In a significant proportion of Pasteurella cases, no known animal exposure or contact can be identified. In 1970 Hubbert and associates reviewed what was then the world's literature; they identified 72 reported cases of P. multocida infection unrelated to bites and described 136 additional cases. In 16% of the reviewed cases and 31% of their additional cases, no animal exposure or contact could be identified. Once again, the spectrum of infectious complications was wide, similar to that described for patients with nonbite animal exposures. In a more recent literature review of 156 Pasteurella bacteremia adult cases, 20% did not have animal exposures reported. Vertical transmission of P. multocida has been described rarely.

Pathogenesis

Despite Pasteurella spp. having been long established as human pathogens, the precise mechanisms of pathogenicity remain uncertain. In animals virulent P. multocida strains adhere to mucosal epithelial cells in the upper respiratory tract, particularly in the tonsils, and in some cases they are mediated by fimbriae. Several virulence factors have been described in Pasteurella spp. Much attention has focused on P. multocida toxin (PMT). PMT, produced by strains A and D, is a potent mitogen that has been shown to activate a number of intracellular signaling cascades, resulting in a multitude of deleterious effects. Specifically, PMT has been shown to inhibit the migratory response of dendritic cells, thereby impairing immune surveillance. Along with ToxA protein, also produced by P. multocida, PMT is associated with progressive atrophic rhinitis in pigs. P. multocida lipopolysaccharide (LPS) is another virulence factor, proven by the fact that strains with truncated LPS have been shown to be attenuated in virulence. In addition, most virulent Pasteurella strains produce polysaccharide capsules that confer many possible mechanisms of pathogenicity, including resistance to desiccation, promotion of adherence, and resistance to phagocytosis and complement-mediated killing. Finally, binding of transferrin by some pathogenic Pasteurella strains has been demonstrated and may be a mechanism used by the bacteria to ensure an iron supply necessary for growth. Indeed, on the basis of the genomic sequence data, 2.5% of the entire genome encodes for proteins involved in iron acquisition.

The humoral response to P. multocida infection has been characterized. Antibodies to somatic and capsular antigenic determinants develop within 2 weeks after clinical infection. Capsular antibodies are more long-lasting than somatic antibodies. The precise role for such antibodies in host defense in humans is not clear. Studies in healthy breeders whose livestock suffered from pasteurellosis show a high rate of seropositivity to Pasteurella , illustrating the limitations of serology for the diagnosis of active Pasteurella infection in humans.

Clinical Manifestations

Most reported Pasteurella infections in humans are caused by P. multocida and involve skin and soft tissues.
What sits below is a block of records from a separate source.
PR #5625, opened 2016-03-29
expand gtags use to many more languages

choppsv1:
- Add gtags support to many languages.
- Add documentation on using exuberant ctags and python pygments to enable this support in global.
- Cleanup and standardize how ggtags and helm-gtags is enabled. There is no need to check for the layer enabled as `post-init-*` won't be run unless that package has been enabled.

This is a first round of changes. It's also worth looking into enabling eldoc and company in as many modes as possible who might otherwise not support those features.

### DIFF
--- a/layers/+lang/asm/packages.el
+++ b/layers/+lang/asm/packages.el
@@ -13,6 +13,8 @@
       '(
         ;; package names go here
         asm-mode
+        ggtags
+        helm-gtags
         nasm-mode
         x86-lookup
         ))
@@ -56,3 +58,9 @@
 (defun asm/post-init-company ()
   (spacemacs|add-company-hook asm-mode)
   (spacemacs|add-company-hook nasm-mode))
+
+(defun asm/post-init-ggtags ()
+  (add-hook 'asm-mode-hook #'spacemacs/ggtags-mode-enable))
+
+(defun asm/post-init-helm-gtags ()
+  (spacemacs/helm-gtags-define-keys-for-mode 'asm-mode))
--- a/layers/+tags/gtags/README.org
+++ b/layers/+tags/gtags/README.org
@@ -1,124 +1,252 @@
 #+TITLE: Helm Gtags layer
 
-* Table of Contents                                         :TOC_4_gh:noexport:
- - [[#description][Description]]
- - [[#features][Features]]
- - [[#install][Install]]
-   - [[#gnu-global][GNU Global]]
- - [[#usage][Usage]]
-   - [[#eldoc-integration][Eldoc integration]]
- - [[#key-bindings][Key bindings]]
+* Table of Contents                                         :TOC_4_org:noexport:
+ - [[Description][Description]]
+ - [[Features][Features]]
+ - [[Install][Install]]
+   - [[GNU Global (gtags)][GNU Global (gtags)]]
+     - [[Install on OSX using Homebrew][Install on OSX using Homebrew]]
+     - [[Install on *nix from source][Install on *nix from source]]
+       - [[Install recommended dependencies][Install recommended dependencies]]
+       - [[Install with recommended features][Install with recommended features]]
+       - [[Configure your environment to use pygments and ctags][Configure your environment to use pygments and ctags]]
+   - [[Emacs Configuration][Emacs Configuration]]
+ - [[Usage][Usage]]
+     - [[Language Support][Language Support]]
+       - [[Built-in languages][Built-in languages]]
+       - [[Exuberant ctags languages][Exuberant ctags languages]]
+       - [[Universal ctags languages][Universal ctags languages]]
+       - [[Pygments languages (plus symbol and reference tags)][Pygments languages (plus symbol and reference tags)]]
+   - [[Eldoc integration][Eldoc integration]]
+ - [[Key bindings][Key bindings]]
 
 * Description
-=helm-gtags= and =ggtags= are clients for GNU Global. GNU Global is a source
-code tagging system that allows querying symbol locations in source code, such
-as definitions or references.
+
+  =helm-gtags= and =ggtags= are clients for GNU Global. GNU Global is a source
+  code tagging system that allows querying symbol locations in source code, such
+  as definitions or references. Adding the =gtags= layer enables both of these modes.
 
 * Features
 
-- Select any tag in a project retrieves by gtags
-- Resume previous helm-gtags session
-- Jump to a location based on context
-- Find definitions
-- Find references
-- Present tags in current function only
-- Create a tag database
-- Jump to definitions in file
-- Show stack of visited locations
-- Manually update tag database
-- Jump to next location in context stack
-- Jump to previous location in context stack
-- Jump to a file in tag database
+  - Select any tag in a project retrieves by gtags
+  - Resume previous helm-gtags session
+  - Jump to a location based on context
+  - Find definitions
+  - Find references
+  - Present tags in current function only
+  - Create a tag database
+  - Jump to definitions in file
+  - Show stack of visited locations
+  - Manually update tag database
+  - Jump to next location in context stack
+  - Jump to previous location in context stack
+  - Jump to a file in tag database
+  - Enables =eldoc= in modes that otherwise might not support it.
+  - Enables =company complete= in modes that otherwise might not support it.
 
 * Install
-** GNU Global
 
-You can install =helm-gtags= from the software repository of your OS. For example, in Ubuntu:
+** GNU Global (gtags)
 
-#+BEGIN_SRC sh
-  sudo apt-get install global
-#+END_SRC
+   To use =gtags=, you first have to install [[https://www.gnu.org/software/global/download.html][GNU Global]].
 
-To use =helm-gtags=, you first have to install [[https://www.gnu.org/software/global/download.html][GNU Global]].
+   You can install =global= from the software repository of your OS; however,
+   many OS distributions are out of date, and you will probably be missing
+   support for =pygments= and =exuberant ctags=, and thus support for many
+   languages. We recommend installing from source. If not for example to install
+   on Ubuntu:
 
-Download the latest tar.gz archive, then run these commands:
+   #+begin_src sh
+     sudo apt-get install global
+   #+end_src
 
-#+BEGIN_SRC sh
-  tar xvf global-6.4.tar.gz
-  cd global-6.4
-  ./configure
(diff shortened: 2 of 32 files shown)


layers/+tags/gtags/packages.el
```diff
@@ -11,13 +12,24 @@
...
   (use-package ggtags
-    :defer t))
+    :defer t
+    :init
+    (progn
+      ;; modes that do not have a layer, add here.
+      (add-hook 'awk-mode-hook (lambda () (ggtags-mode 1)))
+      (add-hook 'shell-mode-hook (lambda () (ggtags-mode 1)))
+      (add-hook 'tcl-mode-hook (lambda () (ggtags-mode 1)))
+      (add-hook 'vhdl-mode-hook (lambda () (ggtags-mode 1)))
```
joehillen: I believe it's preferred to use a named function when adding hooks rather than a lambda for debugging purposes.

layers/+tags/gtags/README.org
```diff
@@ -5,121 +5,249 @@
...
+    your normal OS package manager, e.g., on Ubuntu
+
+    #+BEGIN_SRC sh
+      sudo apt-get install exuberant-ctags python-pygments
+    #+END_SRC
+
+    or e.g., Archlinux:
+
+    #+BEGIN_SRC sh
+      sudo pacman -S ctags python-pygments
```
joehillen: global is also available in the [AUR](https://aur.archlinux.org/packages/global/). Is that needed as well?

layers/+tags/gtags/README.org
```diff
@@ -5,121 +5,249 @@
...
+    #+END_SRC
 
-- From within Emacs, runs the command =helm-gtags-create-tags=, which is bound
-  to ~SPC m g c~. If the language is not directly supported by GNU Global, you
-  can choose =ctags= or =pygment= as a backend to generate tag database.
+**** Configure your environment to use pygments and ctags
 
-- From inside terminal, runs gtags at your project root in terminal:
+    To be able to use =pygments= and =ctags=, you need to copy the sample
+    =gtags.conf= either to =/etc/gtags.conf= or =$HOME/.globalrc=. For example:
```
joehillen: I had to extract gtags.conf from the global source tarball. Would it be better to distribute it with the layer itself and have it in the spacemacs source tree?

layers/+tags/gtags/README.org
choppsv1: Joe Hillenbrand <notifications@github.com> writes:
...
> global is also available in the
> [AUR](https://aur.archlinux.org/packages/global/). Is that needed as
> well?

Well the text is describing installing the requirements before
compiling global form source. I thought about mentioning AUR as well,
but since there's no standard command for installing from AUR it's not
really "provided by the OS package system" like yum or apt-get is. Plus,
most everyone running archlinux probably knows to check AUR anyway :)

Thanks,
Chris.

layers/+tags/gtags/README.org
choppsv1: Joe Hillenbrand <notifications@github.com> writes:

>>
>> -- From inside terminal, runs gtags at your project root in terminal:
>> +    To be able to use =pygments= and =ctags=, you need to copy the sample
>> +    =gtags.conf= either to =/etc/gtags.conf= or =$HOME/.globalrc=. For example:
>
> I had to extract gtags.conf from the global source tarball. Would it
> be better to distribute it with the layer itself and have it in the
> spacemacs source tree?

I don't think so. This file changes (and expands) from release to
various release of global. In another comment you mentioned AUR, at
least for me the AUR package installed gtags.conf in
/usr/share/gtags/gtags.conf. In fact my .globalrc is simply a symlink to
this file on my archlinux machines. The file should be installed with
any modern version of global.

Thanks,
Chris.

layers/+tags/gtags/packages.el
joehillen: Should it also be a toggle?

choppsv1: Joe Hillenbrand <notifications@github.com> writes:
>> +      (add-hook 'vhdl-mode-hook (lambda () (ggtags-mode 1)))
>
> I believe it's preferred to use a named function when adding hooks rather than a lambda for debugging purposes.

I've heard this about hooks as well; however, I don't believe this is a
spacemacs design requirement, and I don't think its meant to apply to
the simple case of a single function call.

Thanks,
Chris.

choppsv1: Joe Hillenbrand <notifications@github.com> writes:
>> +      (add-hook 'vhdl-mode-hook (lambda () (ggtags-mode 1)))
>
> Should it also be a toggle?

What circumstance are you imaging one would wish to toggle gtags mode on
and off?

Thanks,
Chris.

joehillen: > I don't think its meant to apply to the simple case of a single function call.

I've seen it requested in other reviews. @TheBB would know for sure.

layers/+tags/gtags/README.org
joehillen: > In another comment you mentioned AUR, at least for me the AUR package installed gtags.conf in /usr/share/gtags/gtags.conf. In fact my .globalrc is simply a symlink to this file on my archlinux machines. 

That's good to know. It might be worth mentioning in the docs here.

layers/+tags/gtags/packages.el
bmag: It should be `(add-hook <mode-hook> #'ggtags-mode)`.
Calling `ggtags-mode` without an argument turns it on (when called from elisp code, like in this case).

layers/+tags/gtags/README.org
bmag: I'd like to add that the version in Ubuntu's repository is old - 5.7, while the newest one is already 6.5, so it's probably better to build it from source on Ubuntu.

layers/+lang/asm/packages.el
```diff
@@ -56,3 +58,9 @@
 (defun asm/post-init-company ()
   (spacemacs|add-company-hook asm-mode)
   (spacemacs|add-company-hook nasm-mode))
+
+(defun asm/post-init-ggtags ()
+  (add-hook 'asm-mode-hook '(lambda () (ggtags-mode 1))))
```
bmag: Why do you not use `spacemacs/ggtags-enable-eldoc` here instead of `add-hook`?
Same goes for most other places where `(add-hook ... ggtags-mode)` is used.

layers/+tags/gtags/README.org
choppsv1: Bar <notifications@github.com> writes:
>> -* Usage
>> +    To take full advantage of global you should install 2 extra packages in
>> +    addition to global: pygments and ctags (exuberant). You can do this using
>> +    your normal OS package manager, e.g., on Ubuntu
>
> I'd like to add that the version in Ubuntu's repository is old - 5.7,
> while the newest one is already 6.5, so it's probably better to build
> it from source on Ubuntu.

If you look up to the start of this section I say:

   You can install =global= from the software repository of your OS; however,
   many OS distributions are out of date, and you will probably be missing
   support for =pygments= and =exuberant ctags=, and thus support for many
   languages. We recommend installing from source.

Which I think makes this point.

Thanks,
Chris.

layers/+lang/asm/packages.el
bmag: Or is it because you want to enable ggtags-mode but not use it to provide information to Eldoc? (which makes sense sometimes)

choppsv1: Bar <notifications@github.com> writes:
> Why do you not use `spacemacs/ggtags-enable-eldoc` here instead of `add-hook`?
> Same goes for most other places where `(add-hook ... ggtags-mode)` is used.

I believe in fact that I'm going to end up removing
spacemacs/ggtags-enable-eldoc as what its doing is no longer needed
(24.4+). The correct thing to do is enable the mode.

layers/+tags/gtags/packages.el
choppsv1: Bar <notifications@github.com> writes:
>> +      (add-hook 'vhdl-mode-hook (lambda () (ggtags-mode 1)))
>
> It should be `(add-hook <mode-hook> #'ggtags-mode)`.
> Calling `ggtags-mode` without an argument turns it on (when called from elisp code, like in this case).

Although both subspecies multocida and septica cause skin and soft tissue infections as a result of animal bites and scratches, subspecies multocida has also been found to cause respiratory tract infections and systemic infection. Other species have been described much less commonly ( Table 228.2 ). Beyond skin and soft tissues, Pasteurella can uncommonly cause chronic respiratory tract infection in patients with underlying pulmonary disease and invasive infection syndromes, such as bacteremia, endocarditis, and meningitis. In a retrospective case-control study seeking to identify risk factors for invasive Pasteurella infection, only advanced age was found to be significant in multivariate analysis, but it is thought that immunocompromised hosts are at enhanced risk.